PR #3621, opened 2023-01-27
Small bugfixes

stanmoore1:
**Summary**

- Fix reading uninitialized variable in Kokkos ReaxFF
- Fix out of bounds access in pair_vashishta_kokkos with skip list
- Fix memory leak in Kokkos ReaxFF
- Fix memory leak in PairLJCutKokkos
- Fix logic for neigh/trim yes and multiple runs
- Fix invalid memory read in ReaxFF
- Fix bug in ReaxFF with pair hybrid, where it was missing interactions and giving wrong numerics
- Fix bug in Kokkos neigh list build for half list when `newton_pair` was different than the neigh list request (only happens for ReaxFF).

**Related Issue(s)**

None

**Author(s)**

Stan Moore (SNL), Axel Kohlmeyer (Temple)

**Licensing**

**Backward Compatibility**

Yes

### DIFF
--- a/src/KOKKOS/pair_reaxff_kokkos.cpp
+++ b/src/KOKKOS/pair_reaxff_kokkos.cpp
@@ -184,6 +184,8 @@ void PairReaxFFKokkos<DeviceType>::init_style()
   if (neighflag == FULL)
     error->all(FLERR,"Must use half neighbor list with pair style reaxff/kk");
 
+  need_dup = lmp->kokkos->need_dup<DeviceType>();
+
   allocate();
   setup();
   init_md();
@@ -196,6 +198,8 @@ void PairReaxFFKokkos<DeviceType>::setup()
 {
   int i,j,k,m;
   int n = atom->ntypes;
+
+  setup_flag = 1;
 
   // general parameters
   for (i = 0; i < 39; i ++)
@@ -577,17 +581,17 @@ void PairReaxFFKokkos<DeviceType>::Deallocate_Lookup_Tables()
     for (j = i; j <= ntypes; ++j) {
       if (map[i] == -1) continue;
       if (LR[i][j].n) {
-        sfree(api->control->error_ptr, LR[i][j].y, "LR[i,j].y");
-        sfree(api->control->error_ptr, LR[i][j].H, "LR[i,j].H");
-        sfree(api->control->error_ptr, LR[i][j].vdW, "LR[i,j].vdW");
-        sfree(api->control->error_ptr, LR[i][j].CEvd, "LR[i,j].CEvd");
-        sfree(api->control->error_ptr, LR[i][j].ele, "LR[i,j].ele");
-        sfree(api->control->error_ptr, LR[i][j].CEclmb, "LR[i,j].CEclmb");
+        sfree(LR[i][j].y, "LR[i,j].y");
+        sfree(LR[i][j].H, "LR[i,j].H");
+        sfree(LR[i][j].vdW, "LR[i,j].vdW");
+        sfree(LR[i][j].CEvd, "LR[i,j].CEvd");
+        sfree(LR[i][j].ele, "LR[i,j].ele");
+        sfree(LR[i][j].CEclmb, "LR[i,j].CEclmb");
       }
     }
-    sfree(api->control->error_ptr, LR[i], "LR[i]");
+    sfree(LR[i], "LR[i]");
   }
-  sfree(api->control->error_ptr, LR, "LR");
+  sfree(LR, "LR");
 }
 
 /* ---------------------------------------------------------------------- */
@@ -737,8 +741,6 @@ void PairReaxFFKokkos<DeviceType>::compute(int eflag_in, int vflag_in)
       d_s = k_s.view<DeviceType>();
     }
   }
-
-  need_dup = lmp->kokkos->need_dup<DeviceType>();
 
   // allocate duplicated memory
   if (need_dup) {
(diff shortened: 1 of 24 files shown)


stanmoore1:
I'm still tracking down two bugs: one in Kokkos with trimmed lists, and another in ReaxFF when the system is rotated.

src/KOKKOS/pair_reaxff_kokkos.cpp
```diff
@@ -199,8 +199,6 @@ void PairReaxFFKokkos<DeviceType>::setup()
   int i,j,k,m;
   int n = atom->ntypes;
 
-  setup_flag = 1;
```
stanmoore1: @akohlmey setting `setup_flag = 1` fixed a memory leak when using Kokkos ReaxFF, since without that it won't deallocate some of the CPU arrays in the parent destructor. Not sure how to fix the memory leak without this.

stanmoore1: Here are the lines I was referring to: https://github.com/lammps/lammps/blob/develop/src/REAXFF/pair_reaxff.cpp#L128-L141

akohlmey: @stanmoore1 well, *with* it, the destructor is trying to deallocate memory that hasn't been allocated and that leads to crashes (e.g. in the unit tests). By setting the flag without calling the allocate function of the base class, you are creating inconsistent behavior. Perhaps the KOKKOS allocate() function just needs to call the base class allocate() function?

stanmoore1: Is it trying to deallocate wild pointers? Maybe setting all the pointers to `nullptr` in the base class would help?

akohlmey: Checked that, didn't help. Let me have a closer look again. Now with the additional input from you about why you want to deallocate stuff in the base class, there is a way.

stanmoore1: OK, we could call the base `allocate` as you suggested, or I can try to make it be more careful of only deallocating what is allocated.

akohlmey: That doesn't seem to be the issue. It looks more like the allocations that are leaking originate from calling init_md().

akohlmey: This is *really* tricky business: the sequence of what is allocated when is different in the KOKKOS version and the REAXFF version. I suspect we can only make this consistent by having different flags for each group of allocations.
ALso, for example, the KOKKOS allocate() does something different from the REAXFF allocate does (which is called in both cases from coeff(), while the former is only called from init_style()). Quite confusing...

stanmoore1: OK thanks for looking at this

akohlmey: @athomps @sjplimp do you have any suggestions for how to best consolidate this?

stanmoore1: I think I can fix this--give me a bit

stanmoore1: @akohlmey a92a3ec fixes the memory leak for my reproducer, but not sure if it will still segfault in the unit tests.

akohlmey: It looks like there is a SNAFU with the N2P2 repository. The downloaded archive with the given tag has suddenly a different MD5 sum. Thus a bunch of tests seem to be failing because they fail to compile when they download and check the library.

stanmoore1:
Looks like the CMake build is failing with:
```
CMake Error at Modules/Packages/ML-PACE.cmake:8 (file):
  file DOWNLOAD HASH mismatch

    for file: [/data/builder/workspace/dev/pull_requests/ubuntu/unit_tests/cmake_mpi_openmp_smallbig_shared/build/libpace.tar.gz]
      expected hash: [f418d32b60e531063ac4285bf702b468]
        actual hash: [5574b1d0dd7fad268be0cd54451e5b43]
             status: [0;"No error"]
```

src/KOKKOS/pair_reaxff_kokkos.cpp
stanmoore1: @akohlmey I think you mean PACE, not N2P2?

akohlmey: Hmmm... seems to affect both

akohlmey: ARRRGGGHHH!!!!

stanmoore1:
@akohlmey possibly related to https://github.blog/changelog/2023-01-30-git-archive-checksums-may-change/?

akohlmey:
> @akohlmey possibly related to https://github.blog/changelog/2023-01-30-git-archive-checksums-may-change/?

Most likely. But it seems they have underestimated what kind of chaos this will cause and are reverting the change (for now).

stanmoore1:
For 0870bc3, there was a bug in Kokkos when requesting a half list with newton off, when it didn't match the `newton_pair` flag. However, it doesn't show up with the regular regression tests (examples/reax). Also, when using a half-from-full neigh list, it had correct behavior.

stanmoore1:
I fixed all the bugs I was seeing. Running this through regression testing.

akohlmey:
This branch now passes all ReaxFF unit tests on my local machine with Kokkos/OpenMP enabled.

stanmoore1:
Regression tests failed from the github checksum issue, rerunning now.

athomps (approved):

akohlmey (approved):

stanmoore1:
With this PR + #3620, regression tests pass.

▸ What the task asks: Output each record precisely as given.

▸ Exercise answer:
PR #3621, opened 2023-01-27
Small bugfixes

stanmoore1:
**Summary**

- Fix reading uninitialized variable in Kokkos ReaxFF
- Fix out of bounds access in pair_vashishta_kokkos with skip list
- Fix memory leak in Kokkos ReaxFF
- Fix memory leak in PairLJCutKokkos
- Fix logic for neigh/trim yes and multiple runs
- Fix invalid memory read in ReaxFF
- Fix bug in ReaxFF with pair hybrid, where it was missing interactions and giving wrong numerics
- Fix bug in Kokkos neigh list build for half list when `newton_pair` was different than the neigh list request (only happens for ReaxFF).

**Related Issue(s)**

None

**Author(s)**

Stan Moore (SNL), Axel Kohlmeyer (Temple)

**Licensing**

**Backward Compatibility**

Yes

### DIFF
--- a/src/KOKKOS/pair_reaxff_kokkos.cpp
+++ b/src/KOKKOS/pair_reaxff_kokkos.cpp
@@ -184,6 +184,8 @@ void PairReaxFFKokkos<DeviceType>::init_style()
   if (neighflag == FULL)
     error->all(FLERR,"Must use half neighbor list with pair style reaxff/kk");
 
+  need_dup = lmp->kokkos->need_dup<DeviceType>();
+
   allocate();
   setup();
   init_md();
@@ -196,6 +198,8 @@ void PairReaxFFKokkos<DeviceType>::setup()
 {
   int i,j,k,m;
   int n = atom->ntypes;
+
+  setup_flag = 1;
 
   // general parameters
   for (i = 0; i < 39; i ++)
@@ -577,17 +581,17 @@ void PairReaxFFKokkos<DeviceType>::Deallocate_Lookup_Tables()
     for (j = i; j <= ntypes; ++j) {
       if (map[i] == -1) continue;
       if (LR[i][j].n) {
-        sfree(api->control->error_ptr, LR[i][j].y, "LR[i,j].y");
-        sfree(api->control->error_ptr, LR[i][j].H, "LR[i,j].H");
-        sfree(api->control->error_ptr, LR[i][j].vdW, "LR[i,j].vdW");
-        sfree(api->control->error_ptr, LR[i][j].CEvd, "LR[i,j].CEvd");
-        sfree(api->control->error_ptr, LR[i][j].ele, "LR[i,j].ele");
-        sfree(api->control->error_ptr, LR[i][j].CEclmb, "LR[i,j].CEclmb");
+        sfree(LR[i][j].y, "LR[i,j].y");
+        sfree(LR[i][j].H, "LR[i,j].H");
+        sfree(LR[i][j].vdW, "LR[i,j].vdW");
+        sfree(LR[i][j].CEvd, "LR[i,j].CEvd");
+        sfree(LR[i][j].ele, "LR[i,j].ele");
+        sfree(LR[i][j].CEclmb, "LR[i,j].CEclmb");
       }
     }
-    sfree(api->control->error_ptr, LR[i], "LR[i]");
+    sfree(LR[i], "LR[i]");
   }
-  sfree(api->control->error_ptr, LR, "LR");
+  sfree(LR, "LR");
 }
 
 /* ---------------------------------------------------------------------- */
@@ -737,8 +741,6 @@ void PairReaxFFKokkos<DeviceType>::compute(int eflag_in, int vflag_in)
       d_s = k_s.view<DeviceType>();
     }
   }
-
-  need_dup = lmp->kokkos->need_dup<DeviceType>();
 
   // allocate duplicated memory
   if (need_dup) {
(diff shortened: 1 of 24 files shown)


stanmoore1:
I'm still tracking down two bugs: one in Kokkos with trimmed lists, and another in ReaxFF when the system is rotated.

src/KOKKOS/pair_reaxff_kokkos.cpp
```diff
@@ -199,8 +199,6 @@ void PairReaxFFKokkos<DeviceType>::setup()
   int i,j,k,m;
   int n = atom->ntypes;
 
-  setup_flag = 1;
```
stanmoore1: @akohlmey setting `setup_flag = 1` fixed a memory leak when using Kokkos ReaxFF, since without that it won't deallocate some of the CPU arrays in the parent destructor. Not sure how to fix the memory leak without this.

stanmoore1: Here are the lines I was referring to: https://github.com/lammps/lammps/blob/develop/src/REAXFF/pair_reaxff.cpp#L128-L141

akohlmey: @stanmoore1 well, *with* it, the destructor is trying to deallocate memory that hasn't been allocated and that leads to crashes (e.g. in the unit tests). By setting the flag without calling the allocate function of the base class, you are creating inconsistent behavior. Perhaps the KOKKOS allocate() function just needs to call the base class allocate() function?

stanmoore1: Is it trying to deallocate wild pointers? Maybe setting all the pointers to `nullptr` in the base class would help?

akohlmey: Checked that, didn't help. Let me have a closer look again. Now with the additional input from you about why you want to deallocate stuff in the base class, there is a way.

stanmoore1: OK, we could call the base `allocate` as you suggested, or I can try to make it be more careful of only deallocating what is allocated.

akohlmey: That doesn't seem to be the issue. It looks more like the allocations that are leaking originate from calling init_md().

akohlmey: This is *really* tricky business: the sequence of what is allocated when is different in the KOKKOS version and the REAXFF version. I suspect we can only make this consistent by having different flags for each group of allocations.
ALso, for example, the KOKKOS allocate() does something different from the REAXFF allocate does (which is called in both cases from coeff(), while the former is only called from init_style()). Quite confusing...

stanmoore1: OK thanks for looking at this

akohlmey: @athomps @sjplimp do you have any suggestions for how to best consolidate this?

stanmoore1: I think I can fix this--give me a bit

stanmoore1: @akohlmey a92a3ec fixes the memory leak for my reproducer, but not sure if it will still segfault in the unit tests.

akohlmey: It looks like there is a SNAFU with the N2P2 repository. The downloaded archive with the given tag has suddenly a different MD5 sum. Thus a bunch of tests seem to be failing because they fail to compile when they download and check the library.

stanmoore1:
Looks like the CMake build is failing with:
```
CMake Error at Modules/Packages/ML-PACE.cmake:8 (file):
  file DOWNLOAD HASH mismatch

    for file: [/data/builder/workspace/dev/pull_requests/ubuntu/unit_tests/cmake_mpi_openmp_smallbig_shared/build/libpace.tar.gz]
      expected hash: [f418d32b60e531063ac4285bf702b468]
        actual hash: [5574b1d0dd7fad268be0cd54451e5b43]
             status: [0;"No error"]
```

src/KOKKOS/pair_reaxff_kokkos.cpp
stanmoore1: @akohlmey I think you mean PACE, not N2P2?

akohlmey: Hmmm... seems to affect both

akohlmey: ARRRGGGHHH!!!!

stanmoore1:
@akohlmey possibly related to https://github.blog/changelog/2023-01-30-git-archive-checksums-may-change/?

akohlmey:
> @akohlmey possibly related to https://github.blog/changelog/2023-01-30-git-archive-checksums-may-change/?

Most likely. But it seems they have underestimated what kind of chaos this will cause and are reverting the change (for now).

stanmoore1:
For 0870bc3, there was a bug in Kokkos when requesting a half list with newton off, when it didn't match the `newton_pair` flag. However, it doesn't show up with the regular regression tests (examples/reax). Also, when using a half-from-full neigh list, it had correct behavior.

stanmoore1:
I fixed all the bugs I was seeing. Running this through regression testing.

akohlmey:
This branch now passes all ReaxFF unit tests on my local machine with Kokkos/OpenMP enabled.

stanmoore1:
Regression tests failed from the github checksum issue, rerunning now.

athomps (approved):

akohlmey (approved):

stanmoore1:
With this PR + #3620, regression tests pass.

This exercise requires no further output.